Saved entries:
PR #2279, opened 2025-07-21
GitHub CI: Arrange for all privileged jobs to run as workflow triggers

rdmark:
A few tweaks to the workflows so that only non-privileged jobs are triggered directly by the PR, with the rest triggering indirectly to grant them access to secrets

Run the container test runs only on container build success: Only a successful container build workflow will result in usable containers

Containers workflow triggered off of the Tests workflow: Also loosens up the trigger criteria for other workflows

### DIFF
--- a/.github/workflows/build.yml
+++ b/.github/workflows/build.yml
@@ -8,9 +8,7 @@ on:
       - "**.md"
       - "**/COPYING"
       - "**/README*"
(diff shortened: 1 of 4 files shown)


rdmark:
This cannot be tested without merging to main, so skipping code review

PR #2284, opened 2025-07-21
Move ftw code from libatalk into the ad binary

rdmark:
The file tree walker functions are only used narrowly in the ad binary, so let's move it out of the shared libatalk library to reduce bloat

Removes the ftw.h header file from a few source files where the symbols aren't used

At the same time, fix a handful of code smells and security hotspots reported by SonarQube

### DIFF
--- a/bin/ad/ftw.c
+++ b/bin/ad/ftw.c
@@ -113,7 +113,6 @@
 # define NFTW_NAME nftw
 # define NFTW_OLD_NAME __old_nftw
 # define NFTW_NEW_NAME __new_nftw
-# define INO_T ino_t
 # define STAT stat
 # define LXSTAT(V,f,sb) lstat (f,sb)
 # define XSTAT(V,f,sb) stat (f,sb)
@@ -137,7 +136,7 @@ struct dir_data {
 
 struct known_object {
     dev_t dev;
-    INO_T ino;
+    ino_t ino;
 };
 
 struct ftw_data {
@@ -163,7 +162,7 @@ struct ftw_data {
     const int *cvt_arr;
 
     /* Callback function.  We always use the `nftw' form.  */
-    NFTW_FUNC_T func;
+    nftw_func_t func;
 
     /* Device of starting point.  Needed for FTW_MOUNT.  */
     dev_t dev;
@@ -756,7 +755,7 @@ static int ftw_startup(const char *dir,
        every case the callback using the format of the `nftw' version
        and get the correct result since the stack layout for a function
        call in C allows this.  */
-    data.func = (NFTW_FUNC_T) func;
+    data.func = (nftw_func_t) func;
     /* Since we internally use the complete set of FTW_* values we need
        to reduce the value range before calling a `ftw' callback.  */
     data.cvt_arr = is_nftw ? nftw_arr : ftw_arr;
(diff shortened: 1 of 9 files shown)


rdmark:
@cheesestraws I did sanity testing of all of the `ad` commands. Nothing is malfunctioning AFAICT.

While doing this I noticed that the `ad find` command isn't documented, so filed https://github.com/Netatalk/netatalk/issues/2296 to follow up.

Anyways, this is ready for your review. :)

bin/ad/ftw.c
```diff
@@ -293,13 +293,14 @@ open_dir_stream(int *dfdp, struct ftw_data *data, struct dir_data *dirp)
...
-            const size_t MAX_BUFFER_SIZE = 1024 * 1024; /* 1MB buffer limit */
+            const size_t MAX_ENTRY_SIZE = 255;
+            const size_t MAX_BUFFER_SIZE = 1024 * 1024;
 
             while ((d = __readdir64(st)) != NULL) {
                 size_t this_len = NAMLEN(d);
 
-                if (this_len > UTF8FILELEN_EARLY) {
-                    this_len = UTF8FILELEN_EARLY;
+                if (this_len > MAX_ENTRY_SIZE) {
```
cheesestraws: what's this doing?  I assume it's doing something sensible, I just don't know what UTF8FILELEN_EARLY means, or why it's being replaced

cheesestraws (approved):
Nice tidying up!  I've left one question for my own curiosity, but it doesn't block merge I think.

bin/ad/ftw.c
rdmark: This is ultimately me not being entirely sure what a reasonable max file name length is in this context.

My first attempt used an arbitrary 4096 maximum: https://github.com/Netatalk/netatalk/commit/0773cec53258accae0cc45acefb6c3f543d92735

Then in the second attempt I thought UTF8FILELEN_EARLY (which resolves to 255) is reasonable as the first iteration of OSX file name max length: https://github.com/Netatalk/netatalk/commit/2c289b9bfa5db94a93c5ff21ce9c670e01c2074d

And now when decoupling the ftw.c code from libatalk we don't have access to UTF8FILELEN_EARLY anymore so I'm defining a local constant MAX_ENTRY_SIZE to the same 255 value, which means the logic doesn't change.

Do you have a suggestion how to do this more gracefully and accurately?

WHAT IS REQUIRED » The answer must consist of every line from the entries above that contains the string "reasonable".

SOLUTION FOR THIS EXERCISE »
rdmark: This is ultimately me not being entirely sure what a reasonable max file name length is in this context.
Then in the second attempt I thought UTF8FILELEN_EARLY (which resolves to 255) is reasonable as the first iteration of OSX file name max length: https://github.com/Netatalk/netatalk/commit/2c289b9bfa5db94a93c5ff21ce9c670e01c2074d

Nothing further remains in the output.